TASK STATEMENT:
Lines with "opened": how many are there in the listing below? Reply with the number only.

RECORDS FOR THIS EXERCISE:
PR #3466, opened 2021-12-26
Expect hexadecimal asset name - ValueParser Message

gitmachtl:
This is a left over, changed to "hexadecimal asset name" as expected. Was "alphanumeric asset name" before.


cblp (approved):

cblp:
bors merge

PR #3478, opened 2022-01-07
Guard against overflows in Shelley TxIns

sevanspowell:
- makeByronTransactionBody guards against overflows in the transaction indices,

RESPONSE:
2